Lowest-risk color’s EV efficiency: distinguishes patience from reckless over-pumping.

ev_optimal_stops

dict

EV-optimal stop per color, plus per-color efficiency entries (_purple_efficiency, etc.).

Learning & adaptation

Field

Range

Description

learning_rate

−1…1

\(R^2\)-weighted regression slope of pumps on trial number, sign-adjusted by risk role (mid-risk colors excluded).

half_split_learning_rate

−1…1

First-half vs. second-half mean-pump change per color. Robust at low trial counts.

tercile_learning_rate

−1…1

First-third vs. last-third change, dropping the middle third.

color_discrimination_trajectory

≈−1…1 / None

Change in safest-minus-riskiest separation from first to last third, normalized by the study’s EV-optimal spread (low_opt high_opt; 9 for the default study).

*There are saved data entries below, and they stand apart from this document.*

PR #2008, opened 2024-11-22
strdup is not C99

justsmth:
### Issues:
Addresses:
* aws/aws-lc-rs#610

### Description of changes: 
`strdup` was only officially [added to libc in C23](https://en.cppreference.com/w/c/string/byte/strdup). Platforms we support may require the `__STDC_WANT_LIB_EXT2__` or `_POSIX_C_SOURCE` macros to be defined prior to the inclusion of the "string.h" header.

### Call-outs:
* Reference: https://en.cppreference.com/w/c/experimental/dynamic/strdup

### DIFF
--- a/crypto/err/err.c
+++ b/crypto/err/err.c
@@ -106,6 +106,16 @@
  * (eay@cryptsoft.com).  This product includes software written by Tim
  * Hudson (tjh@cryptsoft.com). */
 
+// `strdup` was only officially added in C23:
+// * https://en.cppreference.com/w/c/string/byte/strdup
+// The following macros are needed to ensure its definition
+// is provided by the headers.
+#ifdef __STDC_ALLOC_LIB__
+#define __STDC_WANT_LIB_EXT2__ 1
+#else
+#define _POSIX_C_SOURCE 200809L
+#endif
+
 // Ensure we can't call OPENSSL_malloc circularly.
 #define _BORINGSSL_PROHIBIT_OPENSSL_MALLOC
 #include <openssl/err.h>


crypto/err/err.c
```diff
@@ -106,6 +106,16 @@
  * (eay@cryptsoft.com).  This product includes software written by Tim
  * Hudson (tjh@cryptsoft.com). */
 
+// `strdup` was only officially added in C23:
```
torben-hansen, line 109: Suggest replacing the two occurrences with `OPENSSL_strdup()` instead.

```
$ grep -r " strdup" ./
.//crypto/err/err.c:    // Disable deprecated functions on msvc so it doesn't complain about strdup.
.//crypto/err/err.c:    dst->data = strdup(src->data);
.//crypto/err/err.c:  // Disable deprecated functions on msvc so it doesn't complain about strdup.
.//crypto/err/err.c:  char *copy = strdup(data);
.//include/openssl/mem.h:// OPENSSL_strdup has the same behaviour as strdup(3).
.//third_party/googletest/test/gtest_unittest.cc:    GTEST_DISABLE_MSC_DEPRECATED_PUSH_(/* getenv, strdup: deprecated */)
.//third_party/googletest/test/gtest_unittest.cc:      saved_tz_ = strdup(getenv("TZ"));
.//third_party/googletest/include/gtest/internal/gtest-string.h:  // This is different from strdup() in string.h, which allocates
.//third_party/googletest/include/gtest/internal/gtest-port.h:inline char* StrDup(const char* src) { return strdup(src); }
.//third_party/googletest/include/gtest/internal/gtest-port.h:inline char* StrDup(const char* src) { return strdup(src); }
.//third_party/googletest/include/gtest/internal/gtest-port.h:inline char* StrDup(const char* src) { return strdup(src); }
```

torben-hansen (approved):

skmcgrail (approved):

post_explosion_sensitivity

≈−2…2 / None

Mean pump reduction on the next same-color balloon after a burst, normalized by \(s^*\). Positive = adaptive.

risk_adjustment_score

0–100

Linear distance-to-optimum alignment, referenced to the EV-optimal stops (11 / 5 / 2). Diagnostic only.

risk_sensitivity

−1…1

Pearson correlation between balloon capacity and pumps.

color_discrimination_index

0–1 / None

Deprecated (Cohen’s d, safest vs. riskiest color). Kept for backward compatibility; use ev_efficiency_uniformity.

Behavioral indices

Field

Range

Description

impulsivity_index

0–1

\(1 - \mathrm{clip}(\text{mean latency}/800\text{ ms})\). Higher = faster, more reflexive pumping.

patience_index

≥0

Mean pumps on the lowest-risk color (raw, behavioral).

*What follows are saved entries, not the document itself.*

PR #2020, opened 2024-11-27
Only abort when RSA PWCT fail in FIPS

samuel40791765:
### Description of changes: 
We've been getting abort failures when building with FIPS mode against [Ruby's break tests](https://github.com/ruby/ruby/blob/d5de1a57893b16aff7bc3336b34fa2e9acefb3d2/test/openssl/test_pkey_rsa.rb#L80-L85). The issue happens to be related to the abort call we do when calls to `RSA_generate_key_ex` fail.
In the original commit where this was introduced (https://github.com/aws/aws-lc/commit/6bdd4c3403a17f85cf8cee0a245f220c5c0c28e5), it's mentioned that "It's required that the FIPS module aborts when PCT tests fail in `RSA_check_fips()`." Our current behavior fails regardless of a regular RSA failure or a PWCT failure, which causes regular RSA failures to unintentionally abort as well.
This changes aborting to only happen during failures in `RSA_check_fips`. Our existing death tests were also expecting failures during regular RSA failures rather than PWCT failures, so I've tweaked the tests to account for that. Ruby's RSA break test passes successfully with this change.

### Call-outs:
The new test is ran when the CFLAG `BORINGSSL_FIPS_BREAK_TESTS` is set, so I've updated our test script to run tests when building with this dimension. This leverages our existing break tests to test PWCT aborting behavior.

### Testing:
New test dimension

### DIFF
--- a/crypto/rsa_extra/rsa_test.cc
+++ b/crypto/rsa_extra/rsa_test.cc
@@ -695,8 +695,6 @@ TEST(RSATest, BadExponent) {
   ERR_clear_error();
 }
 
-#if !defined(AWSLC_FIPS)
-
 // Attempting to generate an excessively small key should fail.
 TEST(RSATest, GenerateSmallKey) {
   bssl::UniquePtr<RSA> rsa(RSA_new());
@@ -709,25 +707,6 @@ TEST(RSATest, GenerateSmallKey) {
   EXPECT_TRUE(
       ErrorEquals(ERR_get_error(), ERR_LIB_RSA, RSA_R_KEY_SIZE_TOO_SMALL));
 }
-
-#else
-// AWSLCAndroidTestRunner does not take tests that do |ASSERT_DEATH| very well.
-// GTEST issue: https://github.com/google/googletest/issues/1496.
-#if !defined(OPENSSL_ANDROID)
-
-// Attempting to generate an excessively small key should fail.
-// In the case of a FIPS build, expect abort() when |RSA_generate_key_ex| fails.
-TEST(RSADeathTest, GenerateSmallKeyAndDie) {
-  bssl::UniquePtr<RSA> rsa(RSA_new());
-  ASSERT_TRUE(rsa);
-  bssl::UniquePtr<BIGNUM> e(BN_new());
-  ASSERT_TRUE(e);
-  ASSERT_TRUE(BN_set_word(e.get(), RSA_F4));
-
-  ASSERT_DEATH_IF_SUPPORTED(RSA_generate_key_ex(rsa.get(), 255, e.get(), nullptr), "");
-}
-#endif
-#endif
 
 // Attempting to generate an funny RSA key length should round down.
 TEST(RSATest, RoundKeyLengths) {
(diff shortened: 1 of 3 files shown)


crypto/rsa_extra/rsa_test.cc
```diff
@@ -1214,70 +1193,33 @@ TEST(RSATest, KeygenFailOnce) {
...
+  return SetEnvironmentVariableA(name.c_str(), value.c_str()) != 0;
+#else
+  return setenv(name.c_str(), value.c_str(), 1) == 0;
+#endif
+}
 
-  ASSERT_DEATH_IF_SUPPORTED(RSA_generate_key_ex(rsa.get(), 2048, e.get(), &cb),"");
+// In the case of a FIPS build, expect abort() when |RSA_generate_key_fips|
+// fails.
+TEST(RSADeathTest, KeygenFailAndDie) {
```
smittals2, line 1211: What about this test would fail, why is this a valuable test? I think this is causing a bunch of CI failures too. 

Previously was the BN callback the reason the keygen would fail? What about the test setup indicates the PCT would fail if you are using supported key lengths and doing normal keygen?

samuel40791765: CI failures are on me, I think the environment variables aren’t being set properly in the CI environment. I'll change the env variable to be set in the script and skip the test if it's not defined.

> Why is this a valuable test?

FIPS has requirements for Pairwise Consistency Tests to be implemented in `RSA_check_fips`. If anything goes wrong in these specific consistency tests, the library should be aborted. This test was checking if the library was aborted correctly. Originally we were aborting for **any general** RSA key generation failure, this changes the behavior to abort only when the PCT tests fail.

> Previously was the BN callback the reason the keygen would fail? What about the test setup indicates the PCT would fail if you are using supported key lengths and doing normal keygen?

Yeah the callback was forcing a general failure in keygen. This was unrelated to PCT however.
In normal circumstances, the PCT can't fail unless something goes horribly wrong with the module. Testing that the module properly aborts is required for FIPS demonstrations, which is why we have existing logic to force RSA PCT failures.
https://github.com/aws/aws-lc/blob/59828538a790094113eacd5dd23d01be2885b36a/crypto/fipsmodule/rsa/rsa.c#L1453-L1455

The new test set up leverages the existing logic, so we properly test for PCT aborting failures.

samuel40791765:
```
+ export BORINGSSL_FIPS_BREAK_TEST=RSA_PWCT
+ BORINGSSL_FIPS_BREAK_TEST=RSA_PWCT
+ /codebuild/output/src2176229394/src/github.com/aws/aws-lc/test_build_dir/crypto/crypto_test --gtest_filter=RSADeathTest.KeygenFailAndDie
Note: Google Test filter = RSADeathTest.KeygenFailAndDie
[----------] 1 test from RSADeathTest
[ RUN      ] RSADeathTest.KeygenFailAndDie
[       OK ] RSADeathTest.KeygenFailAndDie (2080 ms)
[----------] 1 test from RSADeathTest (2080 ms total)

[==========] 1 test from 1 test suite ran. (2080 ms total)
[  PASSED  ] 1 test.
+ unset BORINGSSL_FIPS_BREAK_TEST
```

crypto/rsa_extra/rsa_test.cc
smittals2: Ah I see that makes sense. That last link is helpful - I was wondering how the failure was being forced. Thanks!

smittals2 (approved):

nebeid (approved):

within_balloon_consistency

≥0

Mean CV of inter-pump latencies within balloons.

between_balloon_consistency

≥0

CV of pump counts across balloons (high = erratic strategy).

response_consistency

≥0

CV of all inter-pump latencies (lower = more consistent).

mean_latency_between_pumps

ms

Mean inter-pump interval (intervals ≥ 2000 ms are dropped as off-task).

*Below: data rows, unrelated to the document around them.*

PR #2021, opened 2024-11-29
Expose BN_set_flags as a no-op

samuel40791765:
### Issues:
Addresses `CryptoAlg-1477`

### Description of changes: 
We're currently leaning towards continuing to not support `BN_FLG_CONSTTIME`. It's a problematic flag that's poorly documented and could lead to constant time violations if we aren't careful.
We can expose `BN_set_flags` as a no-op however. Ruby has logic to get around the `BN_FLG_CONSTTIME` flag, but not around `BN_set/get_flags`. Exposing the set symbol would allow for a cleaner patch/build.

### Call-outs:
N/A

### Testing:
N/A

### DIFF
--- a/include/openssl/bn.h
+++ b/include/openssl/bn.h
@@ -1021,6 +1021,11 @@ OPENSSL_EXPORT int BN_mod_exp_mont_consttime_x2(BIGNUM *rr1, const BIGNUM *a1, c
                                                 const BIGNUM *m2, const BN_MONT_CTX *in_mont2,
                                                 BN_CTX *ctx);
 
+// BN_set_flags does nothing. See comments regarding |BN_FLG_CONSTTIME| being
+// intentionally omitted for more details.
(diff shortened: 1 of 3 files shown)


include/openssl/bn.h
```diff
@@ -1066,7 +1071,6 @@ OPENSSL_EXPORT unsigned BN_num_bits_word(BN_ULONG l);
 #define BN_FLG_STATIC_DATA 0x02
 
 #ifdef AWS_LC_INTERNAL_IGNORE_BN_SET_FLAGS
```
darylmartin100, line 1073: We should also delete this #ifdef as we can just add a -DBN_FLG_CONSTTIME=0x04 at build time OR properly #ifdef the upstream packages (OpenSSH comes to mind).

samuel40791765: Agree 100%

torben-hansen (approved):

WillChilds-Klein (approved):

Composite, profile & validity

Note

Analysis-ready primitives vs. exploratory composites. adaptive_strategy_score and behavioral_profile (risk_style) are unnormed heuristics, not validated psychometric constructs: the score is an arbitrarily fixed-weighted composite and the risk style is a hand-tuned decision tree — neither has a norming sample or a reliability estimate. Use the analysis-ready primitives as dependent variables — average_pumps_adjusted, explosion_rate, ev_ratio_score, and the per-color {color}_ev_efficiency — and treat these two composites as descriptive summaries only, validating independently before reporting them. color_discrimination_index is deprecated (see below); prefer ev_efficiency_uniformity.

Field

Range

Description

adaptive_strategy_score

0–100

Exploratory (unnormed composite). Weighted blend: calibration 35%, learning 25%, uniformity 25%, money 15%.

flat_strategy_detected

bool

True if pumping is undifferentiated across colors (active learners exempted).

behavioral_profile

dict

Exploratory (unnormed heuristic). risk_style, description, dominant_traits — see Behavioral profiles.

session_valid

bool

True if the session passes all validity checks.

session_warnings

list[str]

Human-readable validation warnings (empty if fully valid).

color_metrics

list

Per-color breakdown; see below.

Per-color metrics

Each entry of color_metrics is a ColorMetrics:

Field

Range

Description

color

str

The study’s color name (default purple / teal / orange).

risk_profile

str

low / medium / high, assigned by EV-optimal risk rank (safest = low).

average_pumps

≥0

Mean pumps over all balloons of this color.

behavioral_avg_pumps

≥0

Mean pumps over collected balloons (falls back to all if <2 collected).

explosion_rate

0–1

Burst rate for this color.

total_balloons

int

Balloons of this color.

collected_count

int

Non-exploded balloons of this color.

used_fallback

bool

True if behavioral_avg_pumps fell back to all balloons.

ev_efficiency

0–1 / None

EV(behavioral mean) / EV(optimal) for this color.

ev_optimal_stop

int / None

EV-optimal pump count for this color (11 / 5 / 2).

excess_explosion_rate

float / None

Observed minus expected-at-optimal burst rate. Positive = over-pumping.